To install the chart, run the following:

cd GenAIInfra/helm-charts/
./update_dependency.sh
helm dependency update searchqna
export MODELDIR="/mnt/opea-models"
export MODEL="Intel/neural-chat-7b-v3-3"
export HFTOKEN="insert-your-huggingface-token-here"
export GOOGLE_API_KEY="insert-your-google-api-key-here"
export GOOGLE_CSE_ID="insert-your-google-search-engine-id-here"

# To run on Xeon
helm install searchqna searchqna --set global.modelUseHostPath=${MODELDIR} --set global.HUGGINGFACEHUB_API_TOKEN=${HFTOKEN} --set web-retriever.GOOGLE_API_KEY=${GOOGLE_API_KEY} --web-retriever.GOOGLE_CSE_ID=${GOOGLE_CSE_ID} --set tgi.LLM_MODEL_ID=${MODEL} --set llm-uservice.LLM_MODEL_ID=${MODEL}

# To run on Gaudi
# helm install searchqna searchqna --set global.modelUseHostPath=${MODELDIR} --set global.HUGGINGFACEHUB_API_TOKEN=${HFTOKEN} --set web-retriever.GOOGLE_API_KEY=${GOOGLE_API_KEY} --web-retriever.GOOGLE_CSE_ID=${GOOGLE_CSE_ID} --set tgi.LLM_MODEL_ID=${MODEL} --set llm-uservice.LLM_MODEL_ID=${MODEL} -f gaudi-values.yaml

IMPORTANT NOTE

  1. Make sure your MODELDIR exists on the node where your workload is scheduled so you can cache the downloaded model for next time use.
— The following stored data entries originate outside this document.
PR #4217, opened 2020-01-14
[PUBDEV-7203] Expose Individual Chunks via REST API

mn-mikke:
Lots of the code is extracted from [`ExternalFrameReaderBackend`](https://github.com/h2oai/h2o-3/blob/8b9882de0701538be731a0b4110dbec8fb67bf09/h2o-core/src/main/java/water/ExternalFrameReaderBackend.java) and [`ExternalFrameReaderClient`](https://github.com/h2oai/h2o-3/blob/914448614409b50b096893affa1b4a45905e0c12/h2o-core/src/main/java/water/ExternalFrameReaderClient.java) to minimalize changes. Once the whole initiative of REST transportation logic is done, all `ExternalFrame*`classes can be removed.

### DIFF
--- a/h2o-core/src/main/java/water/ChunkAutoBufferReader.java
+++ b/h2o-core/src/main/java/water/ChunkAutoBufferReader.java
@@ -20,61 +20,61 @@ public final class ChunkAutoBufferReader implements Closeable  {
     }
 
     public boolean readBoolean() {
-        boolean data = buffer.getZ();
+        final boolean data = buffer.getZ();
         isLastNA = ExternalFrameUtils.isNA(buffer, data);
         return data;
     }
 
     public byte readByte() {
-        byte data = buffer.get1();
+        final byte data = buffer.get1();
         isLastNA = ExternalFrameUtils.isNA(buffer, data);
         return data;
     }
 
     public char readChar() {
-        char data = buffer.get2();
+        final char data = buffer.get2();
         isLastNA = ExternalFrameUtils.isNA(buffer, data);
         return data;
     }
 
     public short readShort() {
-        short data = buffer.get2s();
+        final short data = buffer.get2s();
         isLastNA = ExternalFrameUtils.isNA(buffer, data);
         return data;
     }
 
     public int readInt() {
-        int data = buffer.getInt();
+        final int data = buffer.getInt();
         isLastNA = ExternalFrameUtils.isNA(buffer, data);
         return data;
     }
 
     public long readLong() {
-        long data = buffer.get8();
+        final long data = buffer.get8();
         isLastNA = ExternalFrameUtils.isNA(buffer, data);
         return data;
     }
 
     public float readFloat() {
-        float data = buffer.get4f();
+        final float data = buffer.get4f();
         isLastNA = ExternalFrameUtils.isNA(data);
         return data;
     }
 
     public double readDouble() {
-        double data = buffer.get8d();
+        final double data = buffer.get8d();
         isLastNA = ExternalFrameUtils.isNA(data);
         return data;
     }
 
     public String readString() {
-        String data = buffer.getStr();
+        final String data = buffer.getStr();
         isLastNA = ExternalFrameUtils.isNA(buffer, data);
         return data;
     }
 
     public Timestamp readTimestamp() {
-        Timestamp data = new Timestamp(buffer.get8());
+        final Timestamp data = new Timestamp(buffer.get8());
         isLastNA = ExternalFrameUtils.isNA(buffer, data);
         return data;
     }
--- a/h2o-core/src/main/java/water/ChunkAutoBufferReader.java
+++ b/h2o-core/src/main/java/water/ChunkAutoBufferReader.java
@@ -1,7 +1,6 @@
 package water;
 
 import java.io.Closeable;
-import java.io.IOException;
 import java.io.InputStream;
 import java.sql.Timestamp;
 
@@ -88,7 +87,7 @@ public final class ChunkAutoBufferReader implements Closeable  {
     }
     
     @Override
-    public void close() throws IOException {
+    public void close() {
         buffer.close();
     }
 }
--- a/h2o-core/src/main/java/water/ChunkAutoBufferReader.java
+++ b/h2o-core/src/main/java/water/ChunkAutoBufferReader.java
@@ -1,0 +1,94 @@
+package water;
+
+import java.io.Closeable;
+import java.io.IOException;
+import java.io.InputStream;
+import java.sql.Timestamp;
+
+public final class ChunkAutoBufferReader implements Closeable  {
+    
+    private final AutoBuffer buffer;
+    private final int numRows;
+    private boolean isLastNA = false;
+    
+    public ChunkAutoBufferReader(InputStream inputStream) {
+        this.buffer = new AutoBuffer(inputStream);
+        this.numRows = readInt();
+    }
+
+    public int getNumRows() {
+        return numRows;
+    }
+
+    public boolean readBoolean() {
+        boolean data = buffer.getZ();
+        isLastNA = ExternalFrameUtils.isNA(buffer, data);
+        return data;
+    }
+
+    public byte readByte() {
+        byte data = buffer.get1();
+        isLastNA = ExternalFrameUtils.isNA(buffer, data);
+        return data;
+    }
+
+    public char readChar() {
+        char data = buffer.get2();
+        isLastNA = ExternalFrameUtils.isNA(buffer, data);
+        return data;
+    }
+
+    public short readShort() {
+        short data = buffer.get2s();
+        isLastNA = ExternalFrameUtils.isNA(buffer, data);
+        return data;
+    }
+
+    public int readInt() {
+        int data = buffer.getInt();
+        isLastNA = ExternalFrameUtils.isNA(buffer, data);
+        return data;
+    }
+
+    public long readLong() {
+        long data = buffer.get8();
+        isLastNA = ExternalFrameUtils.isNA(buffer, data);
+        return data;
+    }
+
+    public float readFloat() {
+        float data = buffer.get4f();
+        isLastNA = ExternalFrameUtils.isNA(data);
+        return data;
+    }
+
+    public double readDouble() {
+        double data = buffer.get8d();
+        isLastNA = ExternalFrameUtils.isNA(data);
+        return data;
+    }
+
+    public String readString() {
+        String data = buffer.getStr();
+        isLastNA = ExternalFrameUtils.isNA(buffer, data);
+        return data;
+    }
+
+    public Timestamp readTimestamp() {
+        Timestamp data = new Timestamp(buffer.get8());
+        isLastNA = ExternalFrameUtils.isNA(buffer, data);
+        return data;
+    }
+
+    /**
+     * This method is used to check if the last received value was marked as NA by H2O backend
+     */
+    public boolean isLastNA() {
+        return isLastNA;
+    }
+    
+    @Override
+    public void close() throws IOException {
+        buffer.close();
+    }
+}
--- a/h2o-core/src/main/java/water/ChunkAutoBufferWriter.java
+++ b/h2o-core/src/main/java/water/ChunkAutoBufferWriter.java
@@ -6,7 +6,6 @@ import water.fvec.Frame;
 import water.parser.BufferedString;
 
 import java.io.Closeable;
-import java.io.IOException;
 import java.io.OutputStream;
 import java.util.UUID;
 
@@ -22,13 +21,13 @@ public final class ChunkAutoBufferWriter implements Closeable  {
     }
 
     public void writeChunk(String frameName, int chunkId, byte[] expectedTypes, int[] selectedColumnIndices) {
-        Frame frame = DKV.getGet(frameName);
-        Chunk[] chunks = ChunkUtils.getChunks(frame, chunkId);
-        int numberOfRows = chunks[0]._len;
+        final Frame frame = DKV.getGet(frameName);
+        final Chunk[] chunks = ChunkUtils.getChunks(frame, chunkId);
+        final int numberOfRows = chunks[0]._len;
         ExternalFrameUtils.sendInt(buffer, numberOfRows);
 
         // buffered string to be reused for strings to avoid multiple allocation in the loop
-        BufferedString valStr = new BufferedString();
+        final BufferedString valStr = new BufferedString();
         for (int rowIdx = 0; rowIdx < numberOfRows; rowIdx++) {
             for(int i = 0; i < selectedColumnIndices.length; i++){
                 if (chunks[selectedColumnIndices[i]].isNA(rowIdx)) {
--- a/h2o-core/src/main/java/water/ChunkAutoBufferWriter.java
+++ b/h2o-core/src/main/java/water/ChunkAutoBufferWriter.java
@@ -1,0 +1,89 @@
+package water;
+
+import water.fvec.Chunk;
+import water.fvec.ChunkUtils;
+import water.fvec.Frame;
+import water.parser.BufferedString;
+
+import java.io.Closeable;
+import java.io.IOException;
+import java.io.OutputStream;
+import java.util.UUID;
+
+import static water.ExternalFrameUtils.*;
+import static water.ExternalFrameUtils.EXPECTED_STRING;
+
+public final class ChunkAutoBufferWriter implements Closeable  {
+    
+    private final AutoBuffer buffer;
+    
+    public ChunkAutoBufferWriter(OutputStream outputStream) {
+        this.buffer = new AutoBuffer(outputStream, false);
+    }
+
+    public void writeChunk(String frameName, int chunkId, byte[] expectedTypes, int[] selectedColumnIndices) {
+        Frame frame = DKV.getGet(frameName);
+        Chunk[] chunks = ChunkUtils.getChunks(frame, chunkId);
+        int numberOfRows = chunks[0]._len;
+        ExternalFrameUtils.sendInt(buffer, numberOfRows);
+
+        // buffered string to be reused for strings to avoid multiple allocation in the loop
+        BufferedString valStr = new BufferedString();
+        for (int rowIdx = 0; rowIdx < numberOfRows; rowIdx++) {
+            for(int i = 0; i < selectedColumnIndices.length; i++){
+                if (chunks[selectedColumnIndices[i]].isNA(rowIdx)) {
+                    ExternalFrameUtils.sendNA(buffer, expectedTypes[i]);
+                } else {
+                    final Chunk chnk = chunks[selectedColumnIndices[i]];
+                    switch (expectedTypes[i]) {
+                        case EXPECTED_BOOL:
+                            ExternalFrameUtils.sendBoolean(buffer, (byte)chnk.at8(rowIdx));
+                            break;
+                        case EXPECTED_BYTE:
+                            ExternalFrameUtils.sendByte(buffer, (byte)chnk.at8(rowIdx));
+                            break;
+                        case EXPECTED_CHAR:
+                            ExternalFrameUtils.sendChar(buffer, (char)chnk.at8(rowIdx));
+                            break;
+                        case EXPECTED_SHORT:
+                            ExternalFrameUtils.sendShort(buffer, (short)chnk.at8(rowIdx));
+                            break;
+                        case EXPECTED_INT:
+                            ExternalFrameUtils.sendInt(buffer, (int)chnk.at8(rowIdx));
+                            break;
+                        case EXPECTED_FLOAT:
+                            ExternalFrameUtils.sendFloat(buffer, (float)chnk.atd(rowIdx));
+                            break;
+                        case EXPECTED_LONG:
+                            ExternalFrameUtils.sendLong(buffer, chnk.at8(rowIdx));
+                            break;
+                        case EXPECTED_DOUBLE:
+                            ExternalFrameUtils.sendDouble(buffer, chnk.atd(rowIdx));
+                            break;
+                        case EXPECTED_TIMESTAMP:
+                            ExternalFrameUtils.sendTimestamp(buffer, chnk.at8(rowIdx));
+                            break;
+                        case EXPECTED_STRING:
+                            String string = null;
+                            if (chnk.vec().isCategorical()) {
+                                string = chnk.vec().domain()[(int) chnk.at8(rowIdx)];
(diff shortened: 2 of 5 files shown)


mn-mikke:
Should i also add something like [DownloadDataHandler](https://github.com/h2oai/h2o-3/blob/43f8ab952a69a8bc9484bd0ffac909b6e3e820ca/h2o-core/src/main/java/water/api/DownloadDataHandler.java) and related things?

michalkurka:
@mn-mikke why do you unpack the Chunk and then sent row-by-row? This means you are transferring much the data uncompressed, is it necessary to transfer row-by-row?

Wouldn't it be better to send compressed chunks and then reconstruct the rows (for iteration) on the client side (in SW)?

mn-mikke:
@michalkurka Row-by-row data transfer would enable Sparkling Water to load only rows that are needed for processing. Chunk-by-chunk data transfer would enforce SW to load the whole partition into memory first and start with processing. To be honest with you, the original row-by-row data transfer loads the whole partition into memory anyway. I just wanted to say that sending data row by row could be the way how to optimize memory consumption in SW.

Is the chunk compression ratio significant?

h2o-core/src/main/java/water/ChunkAutoBufferWriter.java
```diff
@@ -0,0 +1,89 @@
...
+public final class ChunkAutoBufferWriter implements Closeable  {
+    
+    private final AutoBuffer buffer;
+    
+    public ChunkAutoBufferWriter(OutputStream outputStream) {
+        this.buffer = new AutoBuffer(outputStream, false);
+    }
+
+    public void writeChunk(String frameName, int chunkId, byte[] expectedTypes, int[] selectedColumnIndices) {
+        Frame frame = DKV.getGet(frameName);
```
Pscheidl:
```suggestion
        final Frame frame = DKV.getGet(frameName);
```

Can be final

h2o-core/src/main/java/water/ChunkAutoBufferWriter.java
```diff
@@ -0,0 +1,89 @@
...
+        Chunk[] chunks = ChunkUtils.getChunks(frame, chunkId);
```
Pscheidl:
```suggestion
        final Chunk[] chunks = ChunkUtils.getChunks(frame, chunkId);
```

h2o-core/src/main/java/water/ChunkAutoBufferWriter.java
```diff
@@ -0,0 +1,89 @@
...
+        int numberOfRows = chunks[0]._len;
```
Pscheidl:
```suggestion
        final int numberOfRows = chunks[0]._len;
```

h2o-core/src/main/java/water/ChunkAutoBufferWriter.java
```diff
@@ -0,0 +1,89 @@
...
+        ExternalFrameUtils.sendInt(buffer, numberOfRows);
+
+        // buffered string to be reused for strings to avoid multiple allocation in the loop
+        BufferedString valStr = new BufferedString();
```
Pscheidl:
```suggestion
        final BufferedString valStr = new BufferedString();
```

h2o-core/src/main/java/water/ChunkAutoBufferWriter.java
```diff
@@ -0,0 +1,89 @@
...
+
+public final class ChunkAutoBufferWriter implements Closeable  {
+    
+    private final AutoBuffer buffer;
+    
+    public ChunkAutoBufferWriter(OutputStream outputStream) {
+        this.buffer = new AutoBuffer(outputStream, false);
+    }
+
+    public void writeChunk(String frameName, int chunkId, byte[] expectedTypes, int[] selectedColumnIndices) {
```
Pscheidl: Do you really need to set the vectors types manually ? 

Introducing a function

```java
    private static byte[] vectorTypes(final Frame frame, final int[] vectors){
        final byte[] vectorTypes = new byte[vectors.length];

        for (int i = 0; i < vectors.length; i++) {
            vectorTypes[i] = frame.vec(i).get_type();
        }
        
        return vectorTypes;
    }
```

and then adding one line somewhere at the beginning of this method:

```java
final byte[] expectedTypes = vectorTypes(frame, selectedColumnIndices);
```

and then removing the expectedTypes would do the trick.

Pscheidl: Oh, I see, those are part of the client request. Do they serve for type checking, or for conversion as well ? If yes, what to do with incovertible types then ?

Do we check the types inside the frame are equal to the types requested ? Something like that.

```java
    private static boolean verifyVectorTypes(final Frame frame, final int[] vectors, final byte[] expectedTypes){

        for (int i = 0; i < vectors.length; i++) {
            if (expectedTypes[i] != frame.vec(vectors[i]).get_type()) return false;
        }
        
        return true;
    }
```

Pscheidl: Should we check the `expectedTypes` really match the types of vectors red from the Frame ? The type mapping has already been done by @jakubhava in `ExternalFrameUtils.vecTypesFromExpectedTypes`.

h2o-core/src/main/java/water/api/ChunkServlet.java
```diff
@@ -0,0 +1,91 @@
...
+  @Override
+  protected void doGet(HttpServletRequest request, HttpServletResponse response) {
+    String uri = ServletUtils.getDecodedUri(request);
+    try {
+      RequestParameters parameters = extractRequestParameters(request);
+      response.setContentType("application/octet-stream");
+      ServletUtils.setResponseStatus(response, HttpServletResponse.SC_OK);
+      OutputStream outputStream = response.getOutputStream();
+      ChunkAutoBufferWriter writer = new ChunkAutoBufferWriter(outputStream);
+      try {
```
Pscheidl: I suggest using try-with-resources block. 

```java
try(ChunkAutoBufferWriter writer = new ChunkAutoBufferWriter(response.getOutputStream())) {
```
1. The finally black may be deleted
2. The following lines above the try-catch block as well

```java
    OutputStream outputStream = response.getOutputStream();
      ChunkAutoBufferWriter writer = new ChunkAutoBufferWriter(outputStream);
```

h2o-core/src/main/java/water/api/ChunkServlet.java
```diff
@@ -0,0 +1,91 @@
...
+    buffer.get(selectedColumnIndices);
+            
+    return new RequestParameters(frameName, chunkId, expectedTypes, selectedColumnIndices); 
+  }
+  
+  @Override
+  protected void doGet(HttpServletRequest request, HttpServletResponse response) {
+    String uri = ServletUtils.getDecodedUri(request);
+    try {
+      RequestParameters parameters = extractRequestParameters(request);
```
Pscheidl:
```suggestion
      final RequestParameters parameters = extractRequestParameters(request);
```

h2o-core/src/main/java/water/api/ChunkServlet.java
```diff
@@ -0,0 +1,91 @@
...
+    IntBuffer buffer = ByteBuffer.wrap(selectedColumnsBytes).order(ByteOrder.BIG_ENDIAN).asIntBuffer();
+    int[] selectedColumnIndices = new int[buffer.remaining()];
+    buffer.get(selectedColumnIndices);
+            
+    return new RequestParameters(frameName, chunkId, expectedTypes, selectedColumnIndices); 
+  }
+  
+  @Override
+  protected void doGet(HttpServletRequest request, HttpServletResponse response) {
+    String uri = ServletUtils.getDecodedUri(request);
```
Pscheidl:
```suggestion
    final String uri = ServletUtils.getDecodedUri(request);
```

h2o-core/src/main/java/water/api/ChunkServlet.java
```diff
@@ -0,0 +1,91 @@
...
+    public RequestParameters(String frameName, int chunkId, byte[] expectedTypes, int[] selectedColumnIndices) {
+      this.frameName = frameName;
+      this.chunkId = chunkId;
+      this.expectedTypes = expectedTypes;
+      this.selectedColumnIndices = selectedColumnIndices;
+    }
+  }
+  
+  private String getParameterAsString(HttpServletRequest request, String parameterName) {
+    String result = request.getParameter(parameterName);
```
Pscheidl:
```suggestion
    final String result = request.getParameter(parameterName);
```

h2o-core/src/main/java/water/api/ChunkServlet.java
```diff
@@ -0,0 +1,91 @@
...
+    if (result == null) {
+      throw new RuntimeException(String.format("Cannot find value for parameter \'%s\'", parameterName));
+    }
+    return result;
+  }
+  
+  private RequestParameters extractRequestParameters(HttpServletRequest request) {
+    String frameName = getParameterAsString(request, "frame_name");
```
Pscheidl:
```suggestion
    final String frameName = getParameterAsString(request, "frame_name");
```

h2o-core/src/main/java/water/api/ChunkServlet.java
```diff
@@ -0,0 +1,91 @@
...
+    
+    String chunkIdString = getParameterAsString(request, "chunk_id");
```
Pscheidl:
```suggestion
    final String chunkIdString = getParameterAsString(request, "chunk_id");
```

h2o-core/src/main/java/water/api/ChunkServlet.java
```diff
@@ -0,0 +1,91 @@
...
+    int chunkId = Integer.parseInt(chunkIdString);
+    
+    String expectedTypesString = getParameterAsString(request, "expected_types");
```
Pscheidl:
```suggestion
    final String expectedTypesString = getParameterAsString(request, "expected_types");
```

h2o-core/src/main/java/water/api/ChunkServlet.java
```diff
@@ -0,0 +1,91 @@
...
+    byte[] expectedTypes = Base64.getDecoder().decode(expectedTypesString);
+
+    String selectedColumnsString = getParameterAsString(request, "selected_columns");
```
Pscheidl:
```suggestion
    final String selectedColumnsString = getParameterAsString(request, "selected_columns");
```

h2o-core/src/main/java/water/api/ChunkServlet.java
```diff
@@ -0,0 +1,91 @@
...
+    byte[] selectedColumnsBytes = Base64.getDecoder().decode(selectedColumnsString);
+    IntBuffer buffer = ByteBuffer.wrap(selectedColumnsBytes).order(ByteOrder.BIG_ENDIAN).asIntBuffer();
```
Pscheidl:
```suggestion
    final IntBuffer buffer = ByteBuffer.wrap(selectedColumnsBytes).order(ByteOrder.BIG_ENDIAN).asIntBuffer();
```

h2o-core/src/main/java/water/api/ChunkServlet.java
```diff
@@ -0,0 +1,91 @@
...
+            parameters.chunkId, 
+            parameters.expectedTypes,
+            parameters.selectedColumnIndices);
+      } finally {
+        writer.close();
+      }
+    } catch (Exception e) {
+      ServletUtils.sendErrorResponse(response, e, uri);
+    } finally {
+      ServletUtils.logRequest("GET", request, response);
```
Pscheidl:
```suggestion
      ServletUtils.logRequest(request.getMethod(), request, response);
```

h2o-core/src/main/java/water/ChunkAutoBufferWriter.java
```diff
@@ -0,0 +1,89 @@
...
+
+import static water.ExternalFrameUtils.*;
+import static water.ExternalFrameUtils.EXPECTED_STRING;
+
+public final class ChunkAutoBufferWriter implements Closeable  {
+    
+    private final AutoBuffer buffer;
+    
+    public ChunkAutoBufferWriter(OutputStream outputStream) {
+        this.buffer = new AutoBuffer(outputStream, false);
```
Pscheidl:
```suggestion
        Objects.requireNonNull(outputStream);
        this.buffer = new AutoBuffer(outputStream, false);
```

h2o-core/src/main/java/water/ChunkAutoBufferWriter.java
```diff
@@ -0,0 +1,89 @@
+package water;
+
+import water.fvec.Chunk;
+import water.fvec.ChunkUtils;
+import water.fvec.Frame;
+import water.parser.BufferedString;
+
+import java.io.Closeable;
+import java.io.IOException;
```
Pscheidl:
```suggestion
```

Unused import.

h2o-core/src/main/java/water/api/ChunkServlet.java
```diff
@@ -0,0 +1,91 @@
...
+ * This servlet class handles GET requests for the path /3/Chunk
+ * It requires 4 get parameters
+ * - frame_name - a unique string identifier of H2O Frame
+ * - chunk_id - a unique identifier of the chunk within the H2O Frame
+ * - expected_type - byte array encoded in Base64 encoding. The types corresponds to the `selected_columns` parameter
+ * - selected_columns - selected columns indices encoded int Base64 encoding.
+ * The result is represented as a stream of binary data. Data are encoded to AutoBuffer row by row. 
+ * The data stream starts with the integer representing the number of rows.
+ */
+public class ChunkServlet extends HttpServlet {
```
Pscheidl:
```suggestion
public final class ChunkServlet extends HttpServlet {
```

h2o-core/src/main/java/water/api/ChunkServlet.java
```diff
@@ -0,0 +1,91 @@
...
+    
+    public RequestParameters(String frameName, int chunkId, byte[] expectedTypes, int[] selectedColumnIndices) {
+      this.frameName = frameName;
+      this.chunkId = chunkId;
+      this.expectedTypes = expectedTypes;
+      this.selectedColumnIndices = selectedColumnIndices;
+    }
+  }
+  
+  private String getParameterAsString(HttpServletRequest request, String parameterName) {
```
Pscheidl:
```suggestion
  private String getParameterAsString(final HttpServletRequest request, final String parameterName) {
```

h2o-core/src/main/java/water/api/ChunkServlet.java
```diff
@@ -0,0 +1,91 @@
...
+    String result = request.getParameter(parameterName);
+    if (result == null) {
+      throw new RuntimeException(String.format("Cannot find value for parameter \'%s\'", parameterName));
+    }
+    return result;
+  }
+  
+  private RequestParameters extractRequestParameters(HttpServletRequest request) {
```
Pscheidl:
```suggestion
  private RequestParameters extractRequestParameters(final HttpServletRequest request) {
```

h2o-core/src/main/java/water/ChunkAutoBufferReader.java
```diff
@@ -0,0 +1,93 @@
...
+        this.buffer = new AutoBuffer(inputStream);
+        this.numRows = readInt();
+    }
+
+    public int getNumRows() {
+        return numRows;
+    }
+
+    public boolean readBoolean() {
+        boolean data = buffer.getZ();
```
Pscheidl:
```suggestion
        final boolean data = buffer.getZ();
```

h2o-core/src/main/java/water/ChunkAutoBufferReader.java
```diff
@@ -0,0 +1,93 @@
...
+        isLastNA = ExternalFrameUtils.isNA(buffer, data);
+        return data;
+    }
+
+    public byte readByte() {
+        byte data = buffer.get1();
```
Pscheidl:
```suggestion
        final byte data = buffer.get1();
```

h2o-core/src/main/java/water/ChunkAutoBufferReader.java
```diff
@@ -0,0 +1,93 @@
...
+        isLastNA = ExternalFrameUtils.isNA(buffer, data);
+        return data;
+    }
+
+    public char readChar() {
+        char data = buffer.get2();
```
Pscheidl:
```suggestion
        final char data = buffer.get2();
```

h2o-core/src/main/java/water/ChunkAutoBufferReader.java
```diff
@@ -0,0 +1,93 @@
...
+        isLastNA = ExternalFrameUtils.isNA(buffer, data);
+        return data;
+    }
+
+    public short readShort() {
+        short data = buffer.get2s();
```
Pscheidl:
```suggestion
        final short data = buffer.get2s();
```

h2o-core/src/main/java/water/ChunkAutoBufferReader.java
```diff
@@ -0,0 +1,93 @@
...
+        isLastNA = ExternalFrameUtils.isNA(buffer, data);
+        return data;
+    }
+
+    public int readInt() {
+        int data = buffer.getInt();
```
Pscheidl:
```suggestion
        final int data = buffer.getInt();
```

h2o-core/src/main/java/water/ChunkAutoBufferReader.java
```diff
@@ -0,0 +1,93 @@
...
+        isLastNA = ExternalFrameUtils.isNA(buffer, data);
+        return data;
+    }
+
+    public long readLong() {
+        long data = buffer.get8();
```
Pscheidl:
```suggestion
        final long data = buffer.get8();
```

h2o-core/src/main/java/water/ChunkAutoBufferReader.java
```diff
@@ -0,0 +1,93 @@
...
+        isLastNA = ExternalFrameUtils.isNA(buffer, data);
+        return data;
+    }
+
+    public float readFloat() {
+        float data = buffer.get4f();
```
Pscheidl:
```suggestion
        final float data = buffer.get4f();
```

h2o-core/src/main/java/water/ChunkAutoBufferReader.java
```diff
@@ -0,0 +1,93 @@
...
+        isLastNA = ExternalFrameUtils.isNA(data);
+        return data;
+    }
+
+    public double readDouble() {
+        double data = buffer.get8d();
```
Pscheidl:
```suggestion
        final double data = buffer.get8d();
```

h2o-core/src/main/java/water/ChunkAutoBufferReader.java
```diff
@@ -0,0 +1,93 @@
...
+        isLastNA = ExternalFrameUtils.isNA(data);
+        return data;
+    }
+
+    public String readString() {
+        String data = buffer.getStr();
```
Pscheidl:
```suggestion
        final String data = buffer.getStr();
```

h2o-core/src/main/java/water/ChunkAutoBufferReader.java
```diff
@@ -0,0 +1,93 @@
...
+        isLastNA = ExternalFrameUtils.isNA(buffer, data);
+        return data;
+    }
+
+    public Timestamp readTimestamp() {
+        Timestamp data = new Timestamp(buffer.get8());
```
Pscheidl:
```suggestion
        final Timestamp data = new Timestamp(buffer.get8());
```

h2o-core/src/main/java/water/ChunkAutoBufferWriter.java
mn-mikke: Great idea, thanks!

h2o-core/src/main/java/water/api/ChunkServlet.java
mn-mikke: Thanks, will do.

mn-mikke:
@Pscheidl thanks for your valuable comments, I've tried to address all of them. I also added validation of input parameters so may I ask you to take a look at the PR one more time?

jakubhava:
@michalkurka we had sync up with @mn-mikke and Marek was explaining that you would prefer keeping the rest api only used by SW on Sparkling Water side.

This makes great sense, however then we would need to keep extending the jars which is the main thing we would like to get rid of. Ideally, the users should be able to use h2o drivers without any enhancements in this client-less scenarios.

Maybe we can do some compromise? We could create a separate repo, something like `sparkling-water-rest-api-extensions` where we would put these endpoints and H2O-3 assembly would depend on it, what do you think?

That way we would ensure H2O-3 does not need to maintain our specific endpoints, but it is included in the final builds of H2O

jakubhava:
Just note to @michalkurka comment about unpacking the chunk: If we would send the chunk as they are, compressed, we could also remove our optimizations when sending the data (brings another complexity) and we could read data from chunks directly using methods available on chunks.

michalkurka:
> @michalkurka we had sync up with @mn-mikke and Marek was explaining that you would prefer keeping the rest api only used by SW on Sparkling Water side.
> 
> This makes great sense, however then we would need to keep extending the jars which is the main thing we would like to get rid of. Ideally, the users should be able to use h2o drivers without any enhancements in this client-less scenarios.
> 
> Maybe we can do some compromise? We could create a separate repo, something like `sparkling-water-rest-api-extensions` where we would put these endpoints and H2O-3 assembly would depend on it, what do you think?
> 
> That way we would ensure H2O-3 does not need to maintain our specific endpoints, but it is included in the final builds of H2O

@jakubhava You could use `-libjars` to add this functionality dynamically and build the SW extension jar for H2O (wich all the SW specifics). For users launching manually, they would need to download SW distribution add add this jar (this is not common). For all other users - SW could add this automatically.

michalkurka:
The other option is to move these SW extensions out of the h2o-core into a module of the h2o-3 repository.

jakubhava:
@michalkurka I see, I forgot that actually Sparkling Water is the one who is responsible for creating the `hadoop jar` command.

I like this approach!. If @mn-mikke agrees, I would go with this solution as it will give us also more flexibility when it comes to developing changes related to external backend.

mn-mikke:
The logic was moved to https://github.com/h2oai/sparkling-water/pull/1752. Closing the PR.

Otherwise, set global.modelUseHostPath to ‘null’ if you don’t want to cache the model. This workload by default will download model Intel/neural-chat-7b-v3-3, BAAI/bge-base-en-v1.5, BAAI/bge-reranker-base for inferencing, embedding, reranking respectively.

Verify

To verify the installation, run the command kubectl get pod to make sure all pods are running.

Verify the workload through curl command

Then run the command kubectl port-forward svc/searchqna 3008:3008 to expose the service for access.

Open another terminal and run the following command to verify the service if working:

curl http://localhost:3008/v1/searchqna \
  -X POST \
  -d '{"messages": "What is the latest news? Give me also the source link.", "stream": "True"}' \
  -H 'Content-Type: application/json'

Verify the workload through UI

The UI has already been installed via the Helm chart. To access it, use the external IP of one your Kubernetes node along with the NGINX port. You can find the NGINX port using the following command:

export port=$(kubectl get service searchqna-nginx --output='jsonpath={.spec.ports[0].nodePort}')
echo $port

Open a browser to access http://<k8s-node-ip-address>:${port} to play with.

Values

Key

Type

Default

Description

image.repository

string

"opea/searchqna"

service.port

string

"3008"

tgi.LLM_MODEL_ID

string

Intel/neural-chat-7b-v3-3

inference model

llm_uservice.LLM_MODEL_ID

string

Intel/neural-chat-7b-v3-3

should be the same as tgi.LLM_MODEL_ID

global.monitoring

bool

false

Enable usage metrics for the service components. See ../monitoring.md before enabling!